> WHAT TO DO:
Here the whole listing must be retyped exactly, with no line omitted.

> DATA TO PROCESS:
= = = = = = =

PR #8044, opened 2024-02-23
cal10n: upgrade to 0.8.1

miz060:
###### Merge Checklist  

- [x] Ready to merge

---

###### Summary 

Update cal10n to v0.8.1

###### Change Log  

- Update cal10n to v0.8.1

**NO**

###### Test Methodology

- BuddyBuild: [549557](https://dev.azure.com/mariner-org/mariner/_build/results?buildId=549557&view=results)


SPECS/cal10n/cal10n.spec
```diff
@@ -16,16 +15,15 @@
...
+Release:        1%{?dist}
 License:        MIT
 Vendor:         Microsoft Corporation
 Distribution:   Azure Linux
 Group:          Development/Libraries/Java
 URL:            http://cal10n.qos.ch
-Source0:        https://github.com/qos-ch/cal10n/archive/refs/tags/v_%{version}.tar.gz#/%{name}-%{version}.tar.gz
-Source1:        build.xml-0.7.7.tar.xz
-Patch0:         cal10n-0.7.7-sourcetarget.patch
+Source0:        %{_distro_sources_url}/cal10n-0.8.1.tar.xz
```
anphel31, line 25: These should point to the upstream source URL, not our mirror of the sources (`%{_distro_sources_url}`) / `https://cblmarinerstorage.blob.core.windows.net/sources/core`

cgmanifest.json
```diff
@@ -1417,8 +1417,8 @@
         "type": "other",
         "other": {
           "name": "cal10n",
-          "version": "0.7.7",
-          "downloadUrl": "https://github.com/qos-ch/cal10n/archive/refs/tags/v_0.7.7.tar.gz"
+          "version": "0.8.1",
+          "downloadUrl": "https://cblmarinerstorage.blob.core.windows.net/sources/core/cal10n-0.8.1.tar.xz"
```
anphel31, line 1421: How was this source generated? Can we link to the upstream source if it's available?

anphel31 (changes requested):

SPECS/cal10n/cal10n.spec
miz060: I updated this spec based on openSUSE's v0.8.1 spec, but their source tarball has an extra folder compared to the upstream source (https://github.com/qos-ch/cal10n/archive/v_0.8.1.tar.gz). 

Do you happen to know how openSUSE generates their source tarballs?

cgmanifest.json
miz060: It's borrowed from openSUSE's cal10n spec. Their source tarball has an extra folder that makes it work with their build.tar.xz file. The upstream source does not include this folder and would cause the build to fail. 
Is it ok for us to keep the current setup, or we would need to switch to a maven build instead?

SPECS/cal10n/cal10n.spec
```diff
@@ -16,16 +15,15 @@
...
 License:        MIT
 Vendor:         Microsoft Corporation
 Distribution:   Azure Linux
 Group:          Development/Libraries/Java
 URL:            http://cal10n.qos.ch
-Source0:        https://github.com/qos-ch/cal10n/archive/refs/tags/v_%{version}.tar.gz#/%{name}-%{version}.tar.gz
-Source1:        build.xml-0.7.7.tar.xz
-Patch0:         cal10n-0.7.7-sourcetarget.patch
+Source0:        https://code.opensuse.org/adrianSuSE/%{name}/blob/factory/f/%{name}-%{version}.tar.xz
+Source1:        %{name}-build.tar.xz
```
PawelWMS, line 26: Please also clarify where this tarball is coming from and how to recreated it later, if needer or during an upgrade.

miz060: Good point. Added comment and changelog entry to point to the source.

> Please also clarify where this tarball is coming from and how to recreated it later, if needer or during an upgrade.

anphel31 (approved):

SPECS/cal10n/cal10n.spec
```diff
@@ -16,16 +15,16 @@
...
 Vendor:         Microsoft Corporation
 Distribution:   Azure Linux
 Group:          Development/Libraries/Java
 URL:            http://cal10n.qos.ch
-Source0:        https://github.com/qos-ch/cal10n/archive/refs/tags/v_%{version}.tar.gz#/%{name}-%{version}.tar.gz
-Source1:        build.xml-0.7.7.tar.xz
-Patch0:         cal10n-0.7.7-sourcetarget.patch
+Source0:        https://code.opensuse.org/adrianSuSE/%{name}/blob/factory/f/%{name}-%{version}.tar.xz
+# cal10n-build.tar.gz imported from https://code.opensuse.org/adrianSuSE/cal10n/blob/factory/f/cal10n-build.tar.xz
+Source1:        %{name}-build.tar.xz
```
PawelWMS, line 27: If it's coming from an upstream URL, then you can use the same format as for `Source0`. Having said that, can you add a comment explaining what this source is used for, so it's easier for the next person to understand how this package is built and what they may need to look into during a future update?
```suggestion
Source1:        https://code.opensuse.org/adrianSuSE/cal10n/blob/factory/f/%{name}-build.tar.xz
```

SPECS/cal10n/cal10n.spec
```diff
@@ -73,58 +74,54 @@ http://cal10n.qos.ch/manual.html
...
+mkdir -p lib
+build-jar-repository -s lib \
+%if %{with tests}
+    ant-antunit \
+%endif
+    ant/ant
+%{ant} \
+%if %{without tests}
+    -Dtest.skip=true \
+%endif
```
PawelWMS, line 86: We don't use `with tests` but the `with_check` macro. Please update the spec - right now we'd never run the `with test` branch.

miz060: Got it. Updated.

SPECS/cal10n/cal10n.spec
miz060: Got it. Updated source1 and added comment.

SPECS/cal10n/cal10n.spec
```diff
@@ -73,58 +74,54 @@ http://cal10n.qos.ch/manual.html
...
+build-jar-repository -s lib \
+%if %{with_check}
+    ant-antunit \
+%endif
+    ant/ant
+%{ant} \
+%if %{without tests}
+    -Dtest.skip=true \
+%endif
+    package javadoc
```
PawelWMS, line 87: We're closer but we still have `without tests` and want to use `?`:
```suggestion
%if 0%{?with_check}
    ant-antunit \
%endif
    ant/ant
%{ant} \
%if ! 0%{?with_check}
    -Dtest.skip=true \
%endif
    package javadoc
```

PawelWMS (approved):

= = = = = = =

> TASK OUTPUT:
PR #8044, opened 2024-02-23
cal10n: upgrade to 0.8.1

miz060:
###### Merge Checklist  

- [x] Ready to merge

---

###### Summary 

Update cal10n to v0.8.1

###### Change Log  

- Update cal10n to v0.8.1

**NO**

###### Test Methodology

- BuddyBuild: [549557](https://dev.azure.com/mariner-org/mariner/_build/results?buildId=549557&view=results)


SPECS/cal10n/cal10n.spec
```diff
@@ -16,16 +15,15 @@
...
+Release:        1%{?dist}
 License:        MIT
 Vendor:         Microsoft Corporation
 Distribution:   Azure Linux
 Group:          Development/Libraries/Java
 URL:            http://cal10n.qos.ch
-Source0:        https://github.com/qos-ch/cal10n/archive/refs/tags/v_%{version}.tar.gz#/%{name}-%{version}.tar.gz
-Source1:        build.xml-0.7.7.tar.xz
-Patch0:         cal10n-0.7.7-sourcetarget.patch
+Source0:        %{_distro_sources_url}/cal10n-0.8.1.tar.xz
```
anphel31, line 25: These should point to the upstream source URL, not our mirror of the sources (`%{_distro_sources_url}`) / `https://cblmarinerstorage.blob.core.windows.net/sources/core`

cgmanifest.json
```diff
@@ -1417,8 +1417,8 @@
         "type": "other",
         "other": {
           "name": "cal10n",
-          "version": "0.7.7",
-          "downloadUrl": "https://github.com/qos-ch/cal10n/archive/refs/tags/v_0.7.7.tar.gz"
+          "version": "0.8.1",
+          "downloadUrl": "https://cblmarinerstorage.blob.core.windows.net/sources/core/cal10n-0.8.1.tar.xz"
```
anphel31, line 1421: How was this source generated? Can we link to the upstream source if it's available?

anphel31 (changes requested):

SPECS/cal10n/cal10n.spec
miz060: I updated this spec based on openSUSE's v0.8.1 spec, but their source tarball has an extra folder compared to the upstream source (https://github.com/qos-ch/cal10n/archive/v_0.8.1.tar.gz). 

Do you happen to know how openSUSE generates their source tarballs?

cgmanifest.json
miz060: It's borrowed from openSUSE's cal10n spec. Their source tarball has an extra folder that makes it work with their build.tar.xz file. The upstream source does not include this folder and would cause the build to fail. 
Is it ok for us to keep the current setup, or we would need to switch to a maven build instead?

SPECS/cal10n/cal10n.spec
```diff
@@ -16,16 +15,15 @@
...
 License:        MIT
 Vendor:         Microsoft Corporation
 Distribution:   Azure Linux
 Group:          Development/Libraries/Java
 URL:            http://cal10n.qos.ch
-Source0:        https://github.com/qos-ch/cal10n/archive/refs/tags/v_%{version}.tar.gz#/%{name}-%{version}.tar.gz
-Source1:        build.xml-0.7.7.tar.xz
-Patch0:         cal10n-0.7.7-sourcetarget.patch
+Source0:        https://code.opensuse.org/adrianSuSE/%{name}/blob/factory/f/%{name}-%{version}.tar.xz
+Source1:        %{name}-build.tar.xz
```
PawelWMS, line 26: Please also clarify where this tarball is coming from and how to recreated it later, if needer or during an upgrade.

miz060: Good point. Added comment and changelog entry to point to the source.

> Please also clarify where this tarball is coming from and how to recreated it later, if needer or during an upgrade.

anphel31 (approved):

SPECS/cal10n/cal10n.spec
```diff
@@ -16,16 +15,16 @@
...
 Vendor:         Microsoft Corporation
 Distribution:   Azure Linux
 Group:          Development/Libraries/Java
 URL:            http://cal10n.qos.ch
-Source0:        https://github.com/qos-ch/cal10n/archive/refs/tags/v_%{version}.tar.gz#/%{name}-%{version}.tar.gz
-Source1:        build.xml-0.7.7.tar.xz
-Patch0:         cal10n-0.7.7-sourcetarget.patch
+Source0:        https://code.opensuse.org/adrianSuSE/%{name}/blob/factory/f/%{name}-%{version}.tar.xz
+# cal10n-build.tar.gz imported from https://code.opensuse.org/adrianSuSE/cal10n/blob/factory/f/cal10n-build.tar.xz
+Source1:        %{name}-build.tar.xz
```
PawelWMS, line 27: If it's coming from an upstream URL, then you can use the same format as for `Source0`. Having said that, can you add a comment explaining what this source is used for, so it's easier for the next person to understand how this package is built and what they may need to look into during a future update?
```suggestion
Source1:        https://code.opensuse.org/adrianSuSE/cal10n/blob/factory/f/%{name}-build.tar.xz
```

SPECS/cal10n/cal10n.spec
```diff
@@ -73,58 +74,54 @@ http://cal10n.qos.ch/manual.html
...
+mkdir -p lib
+build-jar-repository -s lib \
+%if %{with tests}
+    ant-antunit \
+%endif
+    ant/ant
+%{ant} \
+%if %{without tests}
+    -Dtest.skip=true \
+%endif
```
PawelWMS, line 86: We don't use `with tests` but the `with_check` macro. Please update the spec - right now we'd never run the `with test` branch.

miz060: Got it. Updated.

SPECS/cal10n/cal10n.spec
miz060: Got it. Updated source1 and added comment.

SPECS/cal10n/cal10n.spec
```diff
@@ -73,58 +74,54 @@ http://cal10n.qos.ch/manual.html
...
+build-jar-repository -s lib \
+%if %{with_check}
+    ant-antunit \
+%endif
+    ant/ant
+%{ant} \
+%if %{without tests}
+    -Dtest.skip=true \
+%endif
+    package javadoc
```
PawelWMS, line 87: We're closer but we still have `without tests` and want to use `?`:
```suggestion
%if 0%{?with_check}
    ant-antunit \
%endif
    ant/ant
%{ant} \
%if ! 0%{?with_check}
    -Dtest.skip=true \
%endif
    package javadoc
```

PawelWMS (approved):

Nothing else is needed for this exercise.